▶ Exercise goal:
Repeat the entries that follow, exactly as they are written.

▶ Data supplied:
PR #775, opened 2021-06-05
Docs/revise docstrings

jokochems:
Adapt docstrings of the following modules:
* _models.py
* _options.py
* components.experimental._sink_dsm.py
* components._sink.py
* components._source.py

PR #779, opened 2021-07-05
Docs/revise docstring - OffsetTransformer

joroeder:
This PR fixes the docstring of OffsetTransformer.

 * [x] Improve table
 * [x] Add symbols to parameter
 * [ ] Fix link to external base class


joroeder:
There seems to be a problem with (all?) links to external classes in the docstring, e.g. ``pyomo.core.base.block.SimpleBlock`` I did not figure out how to solve that. Could somebody help?

For the `OffestTransformer`, I changed the base class, because this seems to make sense anyway to me, as there are some general checks in ```oemof.solph.network.transformer.Transformer```, the Offset Transformer is now benefitting from. I did not encounter a problem with that and all tests passed.

jokochems:
I'll close in favor of #775 where I copied the changes to (due to not having access to the fork).

Issue #758, opened 2021-04-21
Time step of "initial_storage_level"


p-snft:
At the moment, "initial_storage_level" signifies the storage level before the first time step. I's suggest to change that to the 1st time step, as this would simplify formulating the constraints.

(Is there any reason to stick to the current definition?)

jokochems:
Hi @p-snft,

I don't know the history, but I always found that very confusing as well and wondered why it had been implemented that way in the first place. Thanks for bringing it up.

p-snft:
By now, I have probably found a reason to have it the current way: It might save one constraint per storage.

uvchik:
If you use the `initial_storage_state` to the first time step you need a `n+1` time step to store the storage state at the end.

I recently discussed that topic with some other users. They suggested to distinguish between state variables and interval variables. For an hourly year we would have 8760 intervals and 8761 states. If we use a datetime index the state variables will be quite clear. For the interval variables we have to make clear if they right-stamped or left-stamped.

So in future we would have to pass a datetime index with n+1 values which also makes it also possible to get the intervals from the datetime index. At the moment assume that the last interval is the same as all the others but this is not possible for non-equidistant time increments.

jokochems:
We had a discussion on this and the difference between time stamps (points in time) and time intervals (time spans) on the dev meeting https://github.com/oemof/oemof/issues/96. So when you simulate a year with 8,760 hours in hourly frequency, you actually have 8,761 values for the storage level when you count the initial one.

@uvchik will provide a suggestion on how to deal with that.

But I tink, for the solution, we have to be aware that the `initial_storage_level` defined so far will be active for the hour **before** the start of the simulation, so the timestep -1 which is not contained within the models' TIMESTEPS (as @p-snft mentioned when creating this issue). I think this was not 100% made clear in our discussion on the dev meeting. But anyways, it should be very clearly documented in the best case using some sort of timeline visualization in the docs.

jokochems:
I think, #811 will resolve this, won't it?

p-snft:
Done.

PR #782, opened 2021-07-21
A suggestion for incresing the users understanding of timeindex and timeincrement

jjurczyk:
Hello everybody,

I am coming back to issue #758. Looking at all tests and the general usage
of omoef-solph I think for a user it is the most convenient way to just
initialize the energy system with a timeindex.

But one has to be very clear about the definition of all linear equations and
their meaning. Looking at a storge, one realises that the solutions of the
(MI)LP problem rely internally on the soly timeincrement $\tau_{i}$ variable. Therefore
the results have the following interpretation:

All *flows* in the system represent the value **during** the timeincrement $\tau_{i}$,
while all *energy states* represent the value at the **end** of the
timeincrement $\tau_{i}$

In order to pin this behavior, following changes were implemented:

The `oemof.solph.models.BaseModel` now calculates the timeincrements from the
timeindex, if it is given by a user and no timeincrement is given. Then
the resulting timeindex attribute is truncated at the initial timeindex.

If a timeincrement is set, the timeindex argument is ignored and reset with a
timeindex inline with the timeindex.

This means when using it with an timeindex

```python
>>> import pandas as pd
>>> index = pd.date_range("1/1/2021",period = 8760, freq ="H")
```

not a lot would change. The result timeindex first item would be '2021-01-01 01:00:00'
and the last '2021-12-30 23:00:00'. If one wants to include the last hour of the
year one needs to set period to 8760+1.

Also the `auto_construct` argument, in `omoef.solph.models.Model` is now always
set to false when initializing the parent class. After finishing the initialization
of the parent class the _construct this called. This probably needs discussion, since I
was unsure about the internal mechanism of initialization. To me it seems, the construct
should reside only in `omoef.solph.models.Model`.

The pyomo construction now builds upon `oemof.solph.models.BaseModel.timeindex`
and `oemof.solph.models.BaseModel.timeincrement` and not `oemof.solph.models.BaseModel.es`.

Furthermore all tests with period were set to period+1.

This is a first suggestion on how to improve the interpretation of results, which
was a little fuzzy before, since providing a timeindex it resulted in a timeincrement of the
same length.

### DIFF
--- a/.gitignore
+++ b/.gitignore
@@ -1,3 +1,4 @@
+
 *.py[cod]
 __pycache__
 
@@ -69,3 +70,5 @@ docs/_build
 
 # Mypy Cache
 .mypy_cache/
+# vs code
+.vscode
--- a/src/oemof/solph/models.py
+++ b/src/oemof/solph/models.py
@@ -337,7 +337,8 @@ class Model(BaseModel):
 
     def __init__(self, energysystem, **kwargs):
         # the auto_construct shows underdefined behavior since the parent is
-        # not fully initialised => timeindex & timeincrement are not set properly
+        # not fully initialised => timeindex & timeincrement are not
+        # set properly
         # There fore this "hack"
         kwargs_ = kwargs.copy()
         kwargs_.update({"auto_construct": False})
--- a/src/oemof/solph/models.py
+++ b/src/oemof/solph/models.py
@@ -21,6 +21,7 @@ from pyomo.opt import SolverFactory
 from oemof.solph import blocks
 from oemof.solph import processing
 from oemof.solph.plumbing import sequence
+import pandas as pd
 
 
 class BaseModel(po.ConcreteModel):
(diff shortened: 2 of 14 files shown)


p-snft:
Hi there, sorry for not recognising your PR so far. I am currently in the process of shaping the API for the upcoming release of _solph v0.5_, which focuses on simplifying things. Thus, your contribution might be a valuable addition. However, I am currently wondering weather pandas should be a fixed dependency or not. (This might be something to discuss at https://github.com/oemof/oemof/issues/96.)

uvchik:
@jjurczyk In PR #811 you will find our new approach. We discussed it at the last developer meeting and decided to break the API to make the indexing more consistent. I think the new approach will also meet your needs. Please let me know if you have problems.

uvchik:
As there was no reaction from the original author I will close this PR in favour of PR #811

▶ Output below:
PR #775, opened 2021-06-05
Docs/revise docstrings

jokochems:
Adapt docstrings of the following modules:
* _models.py
* _options.py
* components.experimental._sink_dsm.py
* components._sink.py
* components._source.py

PR #779, opened 2021-07-05
Docs/revise docstring - OffsetTransformer

joroeder:
This PR fixes the docstring of OffsetTransformer.

 * [x] Improve table
 * [x] Add symbols to parameter
 * [ ] Fix link to external base class


joroeder:
There seems to be a problem with (all?) links to external classes in the docstring, e.g. ``pyomo.core.base.block.SimpleBlock`` I did not figure out how to solve that. Could somebody help?

For the `OffestTransformer`, I changed the base class, because this seems to make sense anyway to me, as there are some general checks in ```oemof.solph.network.transformer.Transformer```, the Offset Transformer is now benefitting from. I did not encounter a problem with that and all tests passed.

jokochems:
I'll close in favor of #775 where I copied the changes to (due to not having access to the fork).

Issue #758, opened 2021-04-21
Time step of "initial_storage_level"


p-snft:
At the moment, "initial_storage_level" signifies the storage level before the first time step. I's suggest to change that to the 1st time step, as this would simplify formulating the constraints.

(Is there any reason to stick to the current definition?)

jokochems:
Hi @p-snft,

I don't know the history, but I always found that very confusing as well and wondered why it had been implemented that way in the first place. Thanks for bringing it up.

p-snft:
By now, I have probably found a reason to have it the current way: It might save one constraint per storage.

uvchik:
If you use the `initial_storage_state` to the first time step you need a `n+1` time step to store the storage state at the end.

I recently discussed that topic with some other users. They suggested to distinguish between state variables and interval variables. For an hourly year we would have 8760 intervals and 8761 states. If we use a datetime index the state variables will be quite clear. For the interval variables we have to make clear if they right-stamped or left-stamped.

So in future we would have to pass a datetime index with n+1 values which also makes it also possible to get the intervals from the datetime index. At the moment assume that the last interval is the same as all the others but this is not possible for non-equidistant time increments.

jokochems:
We had a discussion on this and the difference between time stamps (points in time) and time intervals (time spans) on the dev meeting https://github.com/oemof/oemof/issues/96. So when you simulate a year with 8,760 hours in hourly frequency, you actually have 8,761 values for the storage level when you count the initial one.

@uvchik will provide a suggestion on how to deal with that.

But I tink, for the solution, we have to be aware that the `initial_storage_level` defined so far will be active for the hour **before** the start of the simulation, so the timestep -1 which is not contained within the models' TIMESTEPS (as @p-snft mentioned when creating this issue). I think this was not 100% made clear in our discussion on the dev meeting. But anyways, it should be very clearly documented in the best case using some sort of timeline visualization in the docs.

jokochems:
I think, #811 will resolve this, won't it?

p-snft:
Done.

PR #782, opened 2021-07-21
A suggestion for incresing the users understanding of timeindex and timeincrement

jjurczyk:
Hello everybody,

I am coming back to issue #758. Looking at all tests and the general usage
of omoef-solph I think for a user it is the most convenient way to just
initialize the energy system with a timeindex.

But one has to be very clear about the definition of all linear equations and
their meaning. Looking at a storge, one realises that the solutions of the
(MI)LP problem rely internally on the soly timeincrement $\tau_{i}$ variable. Therefore
the results have the following interpretation:

All *flows* in the system represent the value **during** the timeincrement $\tau_{i}$,
while all *energy states* represent the value at the **end** of the
timeincrement $\tau_{i}$

In order to pin this behavior, following changes were implemented:

The `oemof.solph.models.BaseModel` now calculates the timeincrements from the
timeindex, if it is given by a user and no timeincrement is given. Then
the resulting timeindex attribute is truncated at the initial timeindex.

If a timeincrement is set, the timeindex argument is ignored and reset with a
timeindex inline with the timeindex.

This means when using it with an timeindex

```python
>>> import pandas as pd
>>> index = pd.date_range("1/1/2021",period = 8760, freq ="H")
```

not a lot would change. The result timeindex first item would be '2021-01-01 01:00:00'
and the last '2021-12-30 23:00:00'. If one wants to include the last hour of the
year one needs to set period to 8760+1.

Also the `auto_construct` argument, in `omoef.solph.models.Model` is now always
set to false when initializing the parent class. After finishing the initialization
of the parent class the _construct this called. This probably needs discussion, since I
was unsure about the internal mechanism of initialization. To me it seems, the construct
should reside only in `omoef.solph.models.Model`.

The pyomo construction now builds upon `oemof.solph.models.BaseModel.timeindex`
and `oemof.solph.models.BaseModel.timeincrement` and not `oemof.solph.models.BaseModel.es`.

Furthermore all tests with period were set to period+1.

This is a first suggestion on how to improve the interpretation of results, which
was a little fuzzy before, since providing a timeindex it resulted in a timeincrement of the
same length.

### DIFF
--- a/.gitignore
+++ b/.gitignore
@@ -1,3 +1,4 @@
+
 *.py[cod]
 __pycache__
 
@@ -69,3 +70,5 @@ docs/_build
 
 # Mypy Cache
 .mypy_cache/
+# vs code
+.vscode
--- a/src/oemof/solph/models.py
+++ b/src/oemof/solph/models.py
@@ -337,7 +337,8 @@ class Model(BaseModel):
 
     def __init__(self, energysystem, **kwargs):
         # the auto_construct shows underdefined behavior since the parent is
-        # not fully initialised => timeindex & timeincrement are not set properly
+        # not fully initialised => timeindex & timeincrement are not
+        # set properly
         # There fore this "hack"
         kwargs_ = kwargs.copy()
         kwargs_.update({"auto_construct": False})
--- a/src/oemof/solph/models.py
+++ b/src/oemof/solph/models.py
@@ -21,6 +21,7 @@ from pyomo.opt import SolverFactory
 from oemof.solph import blocks
 from oemof.solph import processing
 from oemof.solph.plumbing import sequence
+import pandas as pd
 
 
 class BaseModel(po.ConcreteModel):
(diff shortened: 2 of 14 files shown)


p-snft:
Hi there, sorry for not recognising your PR so far. I am currently in the process of shaping the API for the upcoming release of _solph v0.5_, which focuses on simplifying things. Thus, your contribution might be a valuable addition. However, I am currently wondering weather pandas should be a fixed dependency or not. (This might be something to discuss at https://github.com/oemof/oemof/issues/96.)

uvchik:
@jjurczyk In PR #811 you will find our new approach. We discussed it at the last developer meeting and decided to break the API to make the indexing more consistent. I think the new approach will also meet your needs. Please let me know if you have problems.

uvchik:
As there was no reaction from the original author I will close this PR in favour of PR #811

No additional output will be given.